PR #14, opened 2017-02-01
Feature/driving to orientation command

SethNguyenXBOT:


Competition2017/src/competition/subsystems/drive/commands/DriveToOrientationCommand.java
```diff
@@ -0,0 +1,60 @@
+package competition.subsystems.drive.commands;
+
+import com.google.inject.Inject;
+import xbot.common.command.BaseCommand;
+import xbot.common.math.ContiguousHeading;
+import xbot.common.math.PIDManager;
+import xbot.common.properties.XPropertyManager;
+import competition.subsystems.drive.DriveSubsystem;
+
+public class DriveToOrientationCommand extends BaseCommand{
```
WasabiFan: I think this would be clearer if it were called `RotateToOrientationCommand` or `RotateToHeadingCommand`.

Competition2017/src/competition/subsystems/drive/commands/DriveToOrientationCommand.java
```diff
@@ -0,0 +1,60 @@
...
+    private XPropertyManager propMan;
+    private PIDManager headingDrivePid;
+    
+    @Inject
+    public DriveToOrientationCommand(DriveSubsystem driveSubsystem, XPropertyManager propMan) {
+
+        this.drive = driveSubsystem;
+        this.propMan = propMan;
+        
+        headingDrivePid = new PIDManager("HeadingModule", propMan, defaultPValue, 0, 0);
```
WasabiFan: That string name isn't very clear. Can we choose a more descriptive name (with spaces) for this?

Competition2017/src/competition/subsystems/drive/commands/DriveToOrientationCommand.java
```diff
@@ -0,0 +1,60 @@
...
+    }
+
+    public void setHeadings(double heading) {
```
WasabiFan: This should be singular: `setHeading` or `setTargetHeading`.

Competition2017/src/competition/subsystems/drive/commands/DriveToOrientationCommand.java
```diff
@@ -0,0 +1,60 @@
...
+        
+        targetHeading = new ContiguousHeading(heading);
+    }
+
+    public void setPIDPropertyName(String propertyName){
+
+        headingDrivePid = new PIDManager(propertyName, propMan, defaultPValue, 0, 0);
```
WasabiFan: Why do we need this method? There are some issues that spring out of this but I don't think it is even necessary.

Competition2017/src/competition/subsystems/drive/commands/DriveToOrientationCommand.java
```diff
@@ -0,0 +1,60 @@
...
+    @Override
+    public void initialize() {
+        
+    }
+
+    @Override
+    public void execute() {
+        
+        double errorInDegrees = drive.imu.getYaw().difference(targetHeading);
+        double normalizedError = errorInDegrees/180;
```
WasabiFan: What's the goal with normalizing the error?

Competition2017/tests/competition/subsystems/drive/commands/DriveToOrientationCommandTest.java
```diff
@@ -0,0 +1,86 @@
...
+    @Test
+    public void testTurnLeft90() {
+ 
+        setMockGyro(0);
+        command.setHeadings(90);
+ 
+        command.initialize();
+        command.execute();
+        
+        System.out.println("Left Power: " + ((MockCANTalon)drive.leftDrive).getSetpoint());
```
WasabiFan: It'd be preferable to remove these print calls so that we aren't putting more stuff into the logs than necessary.

WasabiFan (changes requested):

Competition2017/src/competition/subsystems/drive/commands/DriveToOrientationCommand.java
JohnGilb: Agreed - RotateToHeadingCommand sounds really good.

Competition2017/src/competition/subsystems/drive/commands/DriveToOrientationCommand.java
JohnGilb: And based on the command rename, it could be something like "Rotate to heading", which would generate "Rotate to heading P", "Rotate to heading I", etc...

Competition2017/src/competition/subsystems/drive/commands/DriveToOrientationCommand.java
JohnGilb: agreed, and setTargetHeading sounds very descriptive.

Competition2017/src/competition/subsystems/drive/commands/DriveToOrientationCommand.java
JohnGilb: Yes, this whole method should be removed - accidentally calling it at the wrong time could be troublesome.

Competition2017/src/competition/subsystems/drive/commands/DriveToOrientationCommand.java
JohnGilb: This was copied from my old code - and I can't remember why I did this. It's probably actually easier to guess at initial PID values without the normalization, since (thanks to geometry classes) we have a better grasp of what 30 degrees is rather than "fractions of a half-circle" which this normalization does.

Long story short - we should remove the normalization.

JohnGilb (changes requested):
see comments

Competition2017/src/competition/subsystems/drive/commands/RotateToHeading.java
```diff
@@ -7,7 +7,7 @@
 import xbot.common.properties.XPropertyManager;
 import competition.subsystems.drive.DriveSubsystem;
 
-public class DriveToOrientationCommand extends BaseCommand{
+public class RotateToHeading extends BaseCommand{
```
JohnGilb: This needs to be RotateToHeadingCommand - all our commands end with the word "Command"

Competition2017/tests/competition/subsystems/drive/commands/RotateToHeadingTest.java
```diff
@@ -7,30 +7,27 @@
 import competition.subsystems.drive.DriveTestBase;
 import xbot.common.controls.actuators.MockCANTalon;
 
-public class DriveToOrientationCommandTest extends DriveTestBase {
+public class RotateToHeadingTest extends DriveTestBase {
```
JohnGilb: Same here - "RotateToHeadingCommandTest"

JohnGilb (changes requested):

Competition2017/src/competition/subsystems/drive/commands/RotateToHeading.java
```diff
@@ -0,0 +1,51 @@
...
+
+    DriveSubsystem drive;
+    ContiguousHeading targetHeading;
+    ContiguousHeading currentHeading;
+    
+    public final double defaultPValue = 1/80d;
+    double headingError;
+    
+    private PIDManager headingDrivePid;
```
aschokking: might as well make this final

Competition2017/src/competition/subsystems/drive/commands/RotateToHeading.java
```diff
@@ -0,0 +1,51 @@
...
+import com.google.inject.Inject;
+import xbot.common.command.BaseCommand;
+import xbot.common.math.ContiguousHeading;
+import xbot.common.math.PIDManager;
+import xbot.common.properties.XPropertyManager;
+import competition.subsystems.drive.DriveSubsystem;
+
+public class RotateToHeading extends BaseCommand{
+
+    DriveSubsystem drive;
```
aschokking: final

Competition2017/src/competition/subsystems/drive/commands/RotateToHeading.java
```diff
@@ -0,0 +1,51 @@
...
+    }
+
+    @Override
+    public void execute() {
+        
+        double errorInDegrees = drive.imu.getYaw().difference(targetHeading);
+        double rotationalPower = headingDrivePid.calculate(0, errorInDegrees);
+
+        drive.tankDrivePowerMode(rotationalPower, -rotationalPower);
+    }
```
aschokking: this command should isFinished when it's stable at it's target heading, otherwise we can't use it in auto to chain things.

Competition2017/tests/competition/subsystems/drive/commands/DriveToOrientationCommandTest.java
aschokking: and better yet should be using the logger instead of print statements so we could control what gets shown/hidden with filter configs.

Competition2017/src/competition/subsystems/drive/commands/RotateToHeading.java
```diff
@@ -0,0 +1,51 @@
...
+import competition.subsystems.drive.DriveSubsystem;
+
+public class RotateToHeading extends BaseCommand{
+
+    DriveSubsystem drive;
+    ContiguousHeading targetHeading;
+    ContiguousHeading currentHeading;
+    
+    public final double defaultPValue = 1/80d;
+    double headingError;
```
WasabiFan: It doesn't look like this is used.

Competition2017/tests/competition/subsystems/drive/DriveTestBase.java
```diff
@@ -27,4 +28,8 @@ public void verifyDriveSetpoints(double left, double right) {
         assertEquals(left, ((MockCANTalon)drive.leftDrive).getSetpoint(), 0.001);
         assertEquals(right, ((MockCANTalon)drive.rightDrive).getSetpoint(), 0.001);
     }
+    
+    public void setMockGyro(double heading) {
```
WasabiFan: How about `setRobotHeading`? The fact that it's a mock gyro isn't important to the caller, given that we only use gyros.

Competition2017/tests/competition/subsystems/drive/commands/RotateToHeadingTest.java
```diff
@@ -0,0 +1,83 @@
...
+    @Before
+    public void setup() {
+        
+        super.setUp();
+        
+        command = injector.getInstance(RotateToHeading.class);
+    }
+    
+    @Test
+    public void testTurnLeft90() {
```
WasabiFan: How about something testing that it finishes?

WasabiFan (changes requested):

Competition2017/src/competition/subsystems/drive/commands/RotateToHeadingCommand.java
```diff
@@ -0,0 +1,56 @@
...
+        double errorInDegrees = drive.imu.getYaw().difference(targetHeading);
+        double rotationalPower = headingDrivePid.calculate(0, errorInDegrees);
+
+        drive.tankDrivePowerMode(rotationalPower, -rotationalPower);
+    }
+    
+    @Override
+    public boolean isFinished() {
+        
+        return drive.imu.getYaw() == targetHeading;
```
aschokking: Still need to update this, use `headingDrivePid.isOnTarget()`

aschokking (changes requested):

Competition2017/src/competition/subsystems/drive/commands/RotateToHeadingCommand.java
```diff
@@ -0,0 +1,56 @@
...
+        double errorInDegrees = drive.imu.getYaw().difference(targetHeading);
+        double rotationalPower = headingDrivePid.calculate(0, errorInDegrees);
+
+        drive.tankDrivePowerMode(rotationalPower, -rotationalPower);
+    }
+    
+    @Override
+    public boolean isFinished() {
+        
+        return headingDrivePid.isOnTarget(1);
```
aschokking: make this tolerance a `DoubleProperty` please so we can tune it more easily.

Competition2017/src/competition/subsystems/drive/commands/RotateToHeadingCommand.java
```diff
@@ -0,0 +1,56 @@
...
+    }
+
+    public void setTargetHeading(double heading) {
+        
+        targetHeading = new ContiguousHeading(heading);
+    }
+    
+    public void reset(){
+        
+        headingDrivePid.reset();
```
aschokking: who calls reset? Should this happen in initialize probably?

aschokking (changes requested):

Competition2017/src/competition/subsystems/drive/commands/RotateToHeadingCommand.java
JohnGilb: Done

Competition2017/src/competition/subsystems/drive/commands/RotateToHeadingCommand.java
JohnGilb: Using new isOnTarget now.

JohnGilb (approved):

Competition2017/tests/competition/subsystems/drive/commands/RotateToHeadingCommandTest.java
```diff
@@ -0,0 +1,83 @@
...
+    @Test
+    public void testTurnRight90From150() {
+ 
+        setRobotHeading(150);
+        command.setTargetHeading(90);
+ 
+        command.initialize();
+        command.execute();
+        
+        System.out.println("Left Power: " + ((MockCANTalon)drive.leftDrive).getSetpoint());
```
WasabiFan: This should be removed, as the tests already assert the proper behavior.

JohnGilb: cleaning up

aschokking (approved):

WasabiFan:
Uh... this was merged without it being updated to use the pose system. This code needs to be changed to use it in a separate PR.

aschokking:
Agreed, separate task for the posesubsystem integration: https://app.asana.com/0/38541457243752/262705727435802

PR #16, opened 2017-02-03
Update drive subsystem to use new telemetry source

aschokking:
Wrapped the existing `updateMotorTelemetry()` since there are some other outstanding changes to it in PR and wanted to minimize merge conflicts.


Competition2017/src/competition/subsystems/drive/DriveSubsystem.java
```diff
@@ -201,4 +202,9 @@ public double convertTicksToInches(double ticks) {
     public double convertInchesToTicks(double inches) {
         return inches * ticksPerInch.get();
     }
+
+    @Override
+    public void updateTelemetry() {
+        this.updateMotorTelemetry();
```
WasabiFan: Why don't we move the contents of that method here?

JohnGilb: Yeah, too many redirects =]

JohnGilb (approved):

Competition2017/src/competition/subsystems/drive/DriveSubsystem.java
aschokking: I'd made a comment about this at the top of the PR:
Wrapped the existing updateMotorTelemetry() since there are some other outstanding changes to it in PR and wanted to minimize merge conflicts.

I think the dependent changes have gone in though since I created this PR so can do the refactoring now.

PR #20, opened 2017-02-04
Created a ShooterFeeder subsystem, commands, and tests.

SethNguyenXBOT:

PR #22, opened 2017-02-05
Added a new subsystem for the rope aligner

imathno:


Competition2017/src/competition/subsystems/climbing/RopeAlignerSubsystem.java
```diff
@@ -0,0 +1,35 @@
...
+
+import xbot.common.command.BaseSubsystem;
+import xbot.common.controls.actuators.XCANTalon;
+import xbot.common.injection.wpi_factories.WPIFactory;
+import xbot.common.properties.DoubleProperty;
+import xbot.common.properties.XPropertyManager;
+
+@Singleton
+public class RopeAlignerSubsystem extends BaseSubsystem {
+    private static Logger log = Logger.getLogger(ClimbingSubsystem.class);
```
JohnGilb: `getLogger(RopeAlignerSubsystem.class)`

Competition2017/src/competition/subsystems/climbing/RopeAlignerSubsystem.java
```diff
@@ -0,0 +1,35 @@
...
+    
+    public final XCANTalon intakeMotor;
+    private final DoubleProperty powerToMotor;
+    
+    @Inject
+    public RopeAlignerSubsystem(WPIFactory factory, XPropertyManager propManager) {
+        log.info("Creating Rope Aligner Subsystem");
+        this.intakeMotor = factory.getCANTalonSpeedController(63);
+        this.powerToMotor = propManager.createPersistentProperty("Align motor power", 0.1);
```
JohnGilb: `Rope aligner motor power`

Competition2017/src/competition/subsystems/climbing/RopeAlignerSubsystem.java
```diff
@@ -0,0 +1,35 @@
...
+    }
+    
+    public void intake() {
+        intakeMotor.set(powerToMotor.get());
+    }
+    
+    public void stopIntake() {
+        intakeMotor.set(0);
+    }
```
JohnGilb, line 38: you should also have an "eject".

Competition2017/src/competition/subsystems/climbing/commands/RopeAlignerCommand.java
```diff
@@ -0,0 +1,27 @@
...
+    
+    @Inject
+    public RopeAlignerCommand(RopeAlignerSubsystem ropeAlignerSubsystem) {
+        this.ropeAlignerSubsystem = ropeAlignerSubsystem;
+        this.requires(ropeAlignerSubsystem);
+    }
+    
+    @Override
+    public void initialize() {
+
```
JohnGilb: Commands should log that they are being initialized. See other commands for examples

JohnGilb (changes requested):
You also need to add these commands to the command map, and add a default command.

Competition2017/src/competition/subsystems/climbing/RopeAlignerSubsystem.java
imathno: OOPS

Competition2017/src/competition/subsystems/climbing/RopeAlignerSubsystem.java
imathno: done

Competition2017/src/competition/subsystems/climbing/RopeAlignerSubsystem.java
imathno: done

Competition2017/src/competition/subsystems/climbing/commands/RopeAlignerCommand.java
imathno: doon

Competition2017/src/competition/subsystems/climbing/commands/RopeAlignerCommand.java
```diff
@@ -17,7 +20,7 @@ public RopeAlignerCommand(RopeAlignerSubsystem ropeAlignerSubsystem) {
     
     @Override
     public void initialize() {
-        
+        log.info("Initializing RopeAlignerCommandS");
```
JohnGilb: extra "S"

JohnGilb (changes requested):
one comment

Competition2017/src/competition/subsystems/climbing/commands/RopeAlignerCommand.java
imathno: When you're trying to save all

JohnGilb (approved):

Competition2017/src/competition/subsystems/climbing/RopeAlignerSubsystem.java
```diff
@@ -0,0 +1,39 @@
...
+import xbot.common.controls.actuators.XCANTalon;
+import xbot.common.injection.wpi_factories.WPIFactory;
+import xbot.common.properties.DoubleProperty;
+import xbot.common.properties.XPropertyManager;
+
+@Singleton
+public class RopeAlignerSubsystem extends BaseSubsystem {
+    private static Logger log = Logger.getLogger(RopeAlignerSubsystem.class);
+    
+    public final XCANTalon intakeMotor;
```
WasabiFan, line 18: This should be private.

Competition2017/src/competition/subsystems/climbing/RopeAlignerSubsystem.java
```diff
@@ -0,0 +1,39 @@
...
+    private final DoubleProperty powerToMotor;
+    
+    @Inject
+    public RopeAlignerSubsystem(WPIFactory factory, XPropertyManager propManager) {
+        log.info("Creating Rope Aligner Subsystem");
```
WasabiFan, line 23: Caps

Competition2017/src/competition/subsystems/climbing/RopeAlignerSubsystem.java
```diff
@@ -0,0 +1,39 @@
...
+    
+    public void intake() {
+        intakeMotor.set(powerToMotor.get());
+    }
+    
+    public void eject() {
+        intakeMotor.set(-powerToMotor.get());
+    }
+    
+    public void stopIntake() {
```
WasabiFan, line 36: It would be clearer if this were called just "stop": otherwise it makes it seem like it's only for `intake()`.

Competition2017/src/competition/subsystems/climbing/RopeAlignerSubsystem.java
aschokking: We're supporting this model to make writing tests lighter weight initially. We'll police bad behavior (anyone else referencing the property than the unit tests) at the PR level and if there's extra time people can definitely go in and refactor things with the extra classes if they want to after the fact.

Competition2017/src/competition/subsystems/climbing/RopeAlignerSubsystem.java
aschokking: my preference would be for these kinds of log messages to reference the class name verbatim `RopeAlignerSubsystem`

Competition2017/src/competition/subsystems/climbing/RopeAlignerSubsystem.java
WasabiFan: I don't see your point. We can either _hope_ it's safe or add the extra class to _make_ it safe; the latter has been done in other PRs and is working well with very little effort, so it doesn't make much sense to abandon that now.

aschokking: I agree the extra class _makes_ it safe, but I disagree that its "very little effort".  I personally find the extra classes cumbersome and too enterprise-fizz-buzz-ey for the complexity of code we're writing. That said, if people want to go that route I won't stand in anyone's way but I support the option not to have to write that extra boiler plate code for simple systems.

WasabiFan: It seems the opposite to me. We need to protect ourselves from this because we have a bunch of new programmers who could make the mistake of accessing this field, and have demonstrated that we don't catch all of these issues in review.

Importantly, the work to add these classes is minimal: it's so easy that writing it yourself is less work than copy-pasting. The most recent implementation of this sort is [here](https://github.com/Team488/TeamXbot2017/pull/20/files#diff-58e80124d733054e49f238191cb87871) -- one class with the default constructor (Eclipse does that for you) and a method per property.

JohnGilb: I concur with Alex's general point. Recent bots used public actuators/sensors, Earlier robots used a global map of all actuators/sensors. In all cases, we didn't get into too much trouble that I can remember.

Since your initial advocacy of this approach, when students ask how to start writing tests, I present them with two options - the public variable or the wrapper class, and talk a bit about the merits/disadvantages of both. Students naturally gravitate to the approach that makes more sense to them at the time - and thus, the one they're going to write/debug with more proficiency.

WasabiFan: Last year, I remember two cases where public members were used instead of the proper access methods (I believe one was with the arm motors and the other was some variety of limit switch); the year before, there was one case which spread throughout multiple subsystems. In those three cases, I was the one who fixed the logic to use the correct accessors. As I mentioned above, we haven't previously been catching these issues and this season there have been multiple problems that slipped past review as well. Will this particular instance be the one that is mis-used? Probably not. But there's a worryingly good chance that one of these cases where we're leaving things exposed out of simplicity will come back to bite us.

> Since your initial advocacy of this approach, when students ask how to start writing tests, I present them with two options - the public variable or the wrapper class, and talk a bit about the merits/disadvantages of both. Students naturally gravitate to the approach that makes more sense to them at the time - and thus, the one they're going to write/debug with more proficiency.

That's an error of method, not commentary on the idea. By the logic presented here, we should use an iterative robot next year and program it in Scratch.

PR #25, opened 2017-02-08
Renaming of Agitator to Eggbeater subsystem/commands

aschokking:


WasabiFan:
Why was this name chosen? To me, this makes it _less clear_: anyone vaguely familiar with robotics (and many who aren't) would understand the mechanism "agitator", while it's unlikely that someone would understand the highly Americanized "eggbeater".

aschokking:
Good question, we had a meeting with the other teams with the goal of coming up with a set of mutually agreed upon names for each of the primary mechanisms on the robot (since everyone had been referring to them as different things). Personally I agree that _agitator_ is better but the consensus view there was that _eggbeater_ was more explicit and at this point it's more important that everyone be using the same terms than we rogue off with what we think is best :)

JohnGilb (approved):
Looks like a fairly simple rename.

WasabiFan:
Uniformity is good, but this is pretty egregious; at this point we should be prioritizing keeping our code readable over using the verbal name.

aschokking:
I appreciate the feedback. If you feel very passionate about it I'd encourage you to work with the other teams to agree upon what you would consider a better name and I will be happy to do another refactor to update the code at that time.

WasabiFan:
Great! I've talked it over with members of other teams and concluded that "agitator" should be the term that we use. While this particular design of the agitator arms is called an 'eggbeater", the subsystem for general use is the agitator.

PR #26, opened 2017-02-08
Rename Feeder to ShooterBelt

aschokking:
Continuing saga in unifying the code with the agreed upon mechanism terms with the rest of the team. Feeder is ambiguous in a lot of ways because the eggbeaters feed balls to the belts which feed balls to the shooter wheels. 

Still need to come up with a better name for the parent class that manages the left/right versions of things but went John's initial suggestion of ShooterBeltMasterSubsystem in the short-run (what's there now is worse so this is still a net improvement in clarity though I think there's room to do better).


JohnGilb (approved):
`ShooterBeltFactory` ? =]

PR #39, opened 2017-02-11
Runs belt if shooter wheel is at target speed.

SethNguyenXBOT:


JohnGilb:
This looks like the wrong branch was pushed or something.

PR #44, opened 2017-02-11
Added so that the drive code uses the second encoder

imathno:


aschokking (approved):

Competition2017/src/competition/subsystems/drive/DriveSubsystem.java
```diff
@@ -189,6 +184,10 @@ public double convertTicksToInches(double ticks) {
     public double convertInchesToTicks(double inches) {
         return inches * ticksPerInch.get();
     }
+    
+    public double getPositionAverageTicks() {
```
WasabiFan, line 188: This should be "distance" instead of "position"

PR #51, opened 2017-02-12
Refactor 'sided' command creation

aschokking:
* Created a 'Base' command for each subsystem to capture common code like having the subsystem as a class variable and calling requires
* Updated ShooterBelt and ShooterWheel commands to be consistent with Agitator where the command will be passed in it's subsystem in the constructor instead of having the setter method. The reason for this change was many times we had forgotten when setting up commands to call the setter and this way it will be enforced at compile time. 
* If the commands end up needing more and more dependencies to the point where this approach becomes a problem we can update things to use a factory to create commands to insulate callers from any injectable dependencies.


Competition2017/src/competition/subsystems/shooter_belt/commands/RunBeltIfWheelAtSpeedCommand.java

INSTRUCTIONS FOR THE TASK -
In this listing, how many lines contain "constructor"? Give the number without explanation.

EXERCISE ANSWER -
2